» Task prompt:
The whole listing is to be restated, character for character.
[[ Records shown open ]]
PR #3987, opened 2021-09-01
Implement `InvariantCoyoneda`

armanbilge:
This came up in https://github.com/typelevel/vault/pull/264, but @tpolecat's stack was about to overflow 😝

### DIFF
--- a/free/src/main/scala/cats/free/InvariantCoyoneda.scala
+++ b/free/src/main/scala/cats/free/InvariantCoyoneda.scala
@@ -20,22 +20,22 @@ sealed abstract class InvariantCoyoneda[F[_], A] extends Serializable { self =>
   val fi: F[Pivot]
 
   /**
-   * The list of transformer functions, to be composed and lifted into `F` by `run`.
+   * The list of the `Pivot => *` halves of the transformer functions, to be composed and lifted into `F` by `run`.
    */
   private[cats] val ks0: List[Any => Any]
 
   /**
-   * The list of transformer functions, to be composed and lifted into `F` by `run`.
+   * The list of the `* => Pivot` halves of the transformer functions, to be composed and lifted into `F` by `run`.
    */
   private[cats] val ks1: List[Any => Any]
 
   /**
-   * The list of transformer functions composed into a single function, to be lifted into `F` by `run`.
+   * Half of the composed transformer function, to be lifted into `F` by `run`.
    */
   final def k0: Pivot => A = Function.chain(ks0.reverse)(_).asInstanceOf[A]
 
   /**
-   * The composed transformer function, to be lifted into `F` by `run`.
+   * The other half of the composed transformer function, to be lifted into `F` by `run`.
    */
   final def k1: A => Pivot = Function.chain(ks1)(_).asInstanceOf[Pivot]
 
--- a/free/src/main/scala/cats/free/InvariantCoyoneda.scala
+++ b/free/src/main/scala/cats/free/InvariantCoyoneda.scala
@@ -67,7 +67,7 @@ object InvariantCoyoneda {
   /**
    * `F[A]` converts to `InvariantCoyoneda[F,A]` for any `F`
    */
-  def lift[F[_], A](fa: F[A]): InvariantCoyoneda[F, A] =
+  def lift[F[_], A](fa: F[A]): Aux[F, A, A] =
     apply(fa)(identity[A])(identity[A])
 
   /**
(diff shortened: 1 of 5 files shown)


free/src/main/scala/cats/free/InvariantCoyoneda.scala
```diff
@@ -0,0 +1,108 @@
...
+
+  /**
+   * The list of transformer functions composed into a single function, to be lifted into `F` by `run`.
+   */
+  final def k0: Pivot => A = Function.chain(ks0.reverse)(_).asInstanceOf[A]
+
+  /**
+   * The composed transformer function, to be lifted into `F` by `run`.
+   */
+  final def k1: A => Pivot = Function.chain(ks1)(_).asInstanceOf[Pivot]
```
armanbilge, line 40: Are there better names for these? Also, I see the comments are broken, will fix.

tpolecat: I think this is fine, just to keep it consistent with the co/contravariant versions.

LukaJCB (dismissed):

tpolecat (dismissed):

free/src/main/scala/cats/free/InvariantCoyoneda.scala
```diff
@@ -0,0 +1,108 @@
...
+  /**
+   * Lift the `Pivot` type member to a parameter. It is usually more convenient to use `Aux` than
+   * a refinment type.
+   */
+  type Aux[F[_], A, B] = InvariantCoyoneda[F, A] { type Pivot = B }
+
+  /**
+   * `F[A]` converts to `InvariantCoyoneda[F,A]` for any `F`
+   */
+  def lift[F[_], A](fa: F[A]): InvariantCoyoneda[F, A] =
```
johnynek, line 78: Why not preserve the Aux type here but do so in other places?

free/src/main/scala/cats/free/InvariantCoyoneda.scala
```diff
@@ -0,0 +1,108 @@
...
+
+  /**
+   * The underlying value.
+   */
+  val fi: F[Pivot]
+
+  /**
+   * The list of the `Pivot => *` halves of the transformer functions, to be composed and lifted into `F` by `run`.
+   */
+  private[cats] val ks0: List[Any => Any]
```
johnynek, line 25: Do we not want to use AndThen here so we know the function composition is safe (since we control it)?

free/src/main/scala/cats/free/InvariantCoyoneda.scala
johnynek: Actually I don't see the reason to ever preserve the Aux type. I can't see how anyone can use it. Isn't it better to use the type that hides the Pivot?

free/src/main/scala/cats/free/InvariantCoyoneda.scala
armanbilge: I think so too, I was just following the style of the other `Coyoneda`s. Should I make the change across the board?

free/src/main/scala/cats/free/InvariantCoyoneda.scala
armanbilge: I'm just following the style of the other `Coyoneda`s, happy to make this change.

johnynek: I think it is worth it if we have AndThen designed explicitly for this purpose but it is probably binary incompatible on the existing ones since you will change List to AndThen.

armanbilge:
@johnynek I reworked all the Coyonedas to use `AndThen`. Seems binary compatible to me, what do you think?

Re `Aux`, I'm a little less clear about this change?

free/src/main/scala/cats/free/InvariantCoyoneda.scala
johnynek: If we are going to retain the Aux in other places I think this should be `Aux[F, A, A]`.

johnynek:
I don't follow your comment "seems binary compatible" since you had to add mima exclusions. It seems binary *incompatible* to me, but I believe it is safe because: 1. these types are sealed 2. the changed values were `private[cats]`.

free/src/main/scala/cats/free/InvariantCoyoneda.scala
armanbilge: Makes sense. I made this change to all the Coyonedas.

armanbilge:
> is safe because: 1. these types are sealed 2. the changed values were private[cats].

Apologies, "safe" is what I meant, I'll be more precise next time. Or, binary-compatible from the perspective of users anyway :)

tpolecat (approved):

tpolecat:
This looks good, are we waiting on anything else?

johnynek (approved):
[[ Records shown closed ]]
» Answer below:
PR #3987, opened 2021-09-01
Implement `InvariantCoyoneda`

armanbilge:
This came up in https://github.com/typelevel/vault/pull/264, but @tpolecat's stack was about to overflow 😝

### DIFF
--- a/free/src/main/scala/cats/free/InvariantCoyoneda.scala
+++ b/free/src/main/scala/cats/free/InvariantCoyoneda.scala
@@ -20,22 +20,22 @@ sealed abstract class InvariantCoyoneda[F[_], A] extends Serializable { self =>
   val fi: F[Pivot]
 
   /**
-   * The list of transformer functions, to be composed and lifted into `F` by `run`.
+   * The list of the `Pivot => *` halves of the transformer functions, to be composed and lifted into `F` by `run`.
    */
   private[cats] val ks0: List[Any => Any]
 
   /**
-   * The list of transformer functions, to be composed and lifted into `F` by `run`.
+   * The list of the `* => Pivot` halves of the transformer functions, to be composed and lifted into `F` by `run`.
    */
   private[cats] val ks1: List[Any => Any]
 
   /**
-   * The list of transformer functions composed into a single function, to be lifted into `F` by `run`.
+   * Half of the composed transformer function, to be lifted into `F` by `run`.
    */
   final def k0: Pivot => A = Function.chain(ks0.reverse)(_).asInstanceOf[A]
 
   /**
-   * The composed transformer function, to be lifted into `F` by `run`.
+   * The other half of the composed transformer function, to be lifted into `F` by `run`.
    */
   final def k1: A => Pivot = Function.chain(ks1)(_).asInstanceOf[Pivot]
 
--- a/free/src/main/scala/cats/free/InvariantCoyoneda.scala
+++ b/free/src/main/scala/cats/free/InvariantCoyoneda.scala
@@ -67,7 +67,7 @@ object InvariantCoyoneda {
   /**
    * `F[A]` converts to `InvariantCoyoneda[F,A]` for any `F`
    */
-  def lift[F[_], A](fa: F[A]): InvariantCoyoneda[F, A] =
+  def lift[F[_], A](fa: F[A]): Aux[F, A, A] =
     apply(fa)(identity[A])(identity[A])
 
   /**
(diff shortened: 1 of 5 files shown)


free/src/main/scala/cats/free/InvariantCoyoneda.scala
```diff
@@ -0,0 +1,108 @@
...
+
+  /**
+   * The list of transformer functions composed into a single function, to be lifted into `F` by `run`.
+   */
+  final def k0: Pivot => A = Function.chain(ks0.reverse)(_).asInstanceOf[A]
+
+  /**
+   * The composed transformer function, to be lifted into `F` by `run`.
+   */
+  final def k1: A => Pivot = Function.chain(ks1)(_).asInstanceOf[Pivot]
```
armanbilge, line 40: Are there better names for these? Also, I see the comments are broken, will fix.

tpolecat: I think this is fine, just to keep it consistent with the co/contravariant versions.

LukaJCB (dismissed):

tpolecat (dismissed):

free/src/main/scala/cats/free/InvariantCoyoneda.scala
```diff
@@ -0,0 +1,108 @@
...
+  /**
+   * Lift the `Pivot` type member to a parameter. It is usually more convenient to use `Aux` than
+   * a refinment type.
+   */
+  type Aux[F[_], A, B] = InvariantCoyoneda[F, A] { type Pivot = B }
+
+  /**
+   * `F[A]` converts to `InvariantCoyoneda[F,A]` for any `F`
+   */
+  def lift[F[_], A](fa: F[A]): InvariantCoyoneda[F, A] =
```
johnynek, line 78: Why not preserve the Aux type here but do so in other places?

free/src/main/scala/cats/free/InvariantCoyoneda.scala
```diff
@@ -0,0 +1,108 @@
...
+
+  /**
+   * The underlying value.
+   */
+  val fi: F[Pivot]
+
+  /**
+   * The list of the `Pivot => *` halves of the transformer functions, to be composed and lifted into `F` by `run`.
+   */
+  private[cats] val ks0: List[Any => Any]
```
johnynek, line 25: Do we not want to use AndThen here so we know the function composition is safe (since we control it)?

free/src/main/scala/cats/free/InvariantCoyoneda.scala
johnynek: Actually I don't see the reason to ever preserve the Aux type. I can't see how anyone can use it. Isn't it better to use the type that hides the Pivot?

free/src/main/scala/cats/free/InvariantCoyoneda.scala
armanbilge: I think so too, I was just following the style of the other `Coyoneda`s. Should I make the change across the board?

free/src/main/scala/cats/free/InvariantCoyoneda.scala
armanbilge: I'm just following the style of the other `Coyoneda`s, happy to make this change.

johnynek: I think it is worth it if we have AndThen designed explicitly for this purpose but it is probably binary incompatible on the existing ones since you will change List to AndThen.

armanbilge:
@johnynek I reworked all the Coyonedas to use `AndThen`. Seems binary compatible to me, what do you think?

Re `Aux`, I'm a little less clear about this change?

free/src/main/scala/cats/free/InvariantCoyoneda.scala
johnynek: If we are going to retain the Aux in other places I think this should be `Aux[F, A, A]`.

johnynek:
I don't follow your comment "seems binary compatible" since you had to add mima exclusions. It seems binary *incompatible* to me, but I believe it is safe because: 1. these types are sealed 2. the changed values were `private[cats]`.

free/src/main/scala/cats/free/InvariantCoyoneda.scala
armanbilge: Makes sense. I made this change to all the Coyonedas.

armanbilge:
> is safe because: 1. these types are sealed 2. the changed values were private[cats].

Apologies, "safe" is what I meant, I'll be more precise next time. Or, binary-compatible from the perspective of users anyway :)

tpolecat (approved):

tpolecat:
This looks good, are we waiting on anything else?

johnynek (approved):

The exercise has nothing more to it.